WHAT YOU HAVE TO DO:
Please state how many lines of the material contain "with", giving nothing but the number.
........
PR #67, opened 2024-10-22
fix(e2e): use AMS to create a streamable instance instead of ASG

lorumic:


js/tests/e2e/global-setup.js
```diff
@@ -34,35 +34,42 @@ const isTestAppAvailable = async (appName) => {
...
+  const instances = await response.json();
+  return instances.find((instance) => instance.app_name === appName);
 };
 
-const hasActiveTestSession = async (appName) => {
-  const response = await fetch(`${BASE_URL}/sessions`);
-  const sessions = await response.json();
-  const session = sessions.find(
-    (session) => session.app === appName && session.status === "active",
+const getRunningSessionId = async (appName) => {
```
edlerd, line 43:
```suggestion
const getRunningInstanceId = async (appName) => {
```
Should this name be aligned as well?

lorumic: No, this method returns a session id, not an instance id.

PR #75, opened 2024-10-30
fix(e2e): add small delay between text input and snapshot check

lorumic:
Added a 1s timeout after text input and before checking the snapshot, to reduce the flakiness of the keyboard input visual test.


adglkh:
LGTM

anusha-c18 (approved):
LGTM 👍

PR #76, opened 2024-11-01
Add the latest link for streaming tutorial

keirthana:
The streaming tutorial link will become live once https://github.com/canonical/anbox-cloud-docs/pull/205 is merged

### DIFF
--- a/js/anbox-stream-sdk.js
+++ b/js/anbox-stream-sdk.js
@@ -762,7 +762,7 @@ class AnboxStream {
       );
     } else if (container.clientWidth == 0 || container.clientHeight == 0)
       console.error(
-        "AnboxStream: video container element misses size. Please see https://anbox-cloud.io/docs/howto/stream/web-client"
+        "AnboxStream: video container element misses size. Please see https://documentation.ubuntu.com/anbox-cloud/en/latest/tutorial/stream-client"
       );
 
     if (this._nullOrUndef(options.connector)) {


adglkh (approved):
LGTM

js/anbox-stream-sdk.js
```diff
@@ -762,7 +762,7 @@ class AnboxStream {
       );
     } else if (container.clientWidth == 0 || container.clientHeight == 0)
       console.error(
-        "AnboxStream: video container element misses size. Please see https://anbox-cloud.io/docs/howto/stream/web-client"
+        "AnboxStream: video container element misses size. Please see https://documentation.ubuntu.com/anbox-cloud/en/latest/tutorial/stream-client"
```
lorumic, line 765: There are a bunch of other links using the old `anbox-cloud.io/docs` pattern, so I would rather like to see them updated all at once, for consistency, than only this one.

lorumic: @keirthana Adding to the point above - this change is currently causing a unit test to fail, because that test is still looking for the old string (i.e. the one containing `anbox-cloud.io/docs/...`, and cannot find it anymore.

lorumic (changes requested):

js/anbox-stream-sdk.js
keirthana: Okay, I created a separate PR for the other links because this one is tied to a bug. For the unit test failure, I might need some time to figure out how to fix that.

lorumic: You just need to make the text there match the text here. The test is doing string matching.
So you can simply replace this at lines 764-766 of the `js/anbox-stream-sdk.js` file:
```
      console.error(
        "AnboxStream: video container element misses size. Please see https://documentation.ubuntu.com/anbox-cloud/en/latest/tutorial/stream-client"
      );
```

lorumic: You just need to make the text there match the text here. The test is doing string matching.
So you can simply replace the lines 154-156 of the `js/tests/unit/sdk.test.js` file with this:
```
    expect.stringContaining(
      "AnboxStream: video container element misses size. Please see https://documentation.ubuntu.com/anbox-cloud/en/latest/tutorial/stream-client"
    )
```
I see that you have added this change in the other PR, but it belongs to this one. These 2 changes must go together, or the check won't pass.

keirthana: oh I understand now. I will fix that, thank you for explaining.

keirthana:
Closing this PR as this is targeting an incorrect remote branch. Created PR #78 instead

PR #81, opened 2024-11-05
feat(e2e-tests): add coverage for e2e tests

lorumic:


edlerd (approved):
LGTM

js/tests/e2e/fixtures/coverage.js
```diff
@@ -0,0 +1,69 @@
...
+  });
+};
+
+export const finishCoverage = async (page) => {
+  const coverage = await page.coverage.stopJSCoverage();
+  for (const entry of coverage) {
+    const fileMatcher = entry.url.match(/http(s)*:\/\/.*:2999\/(?<file>.*)/);
+    if (
+      !fileMatcher?.groups ||
+      fileMatcher.groups.file !== "anbox-stream-sdk.js"
```
edlerd, line 37: Isn't this the only file we are interested in for the coverage? Or does it appear with another name a second time?

lorumic: Yeah, this addition is just to filter out the index html file, otherwise that gets added to the coverage as well, and we probably don't need that.

edlerd: Oh I missed this is not equals and assumed it is equals.

edlerd (approved):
........
RESULT BELOW:
2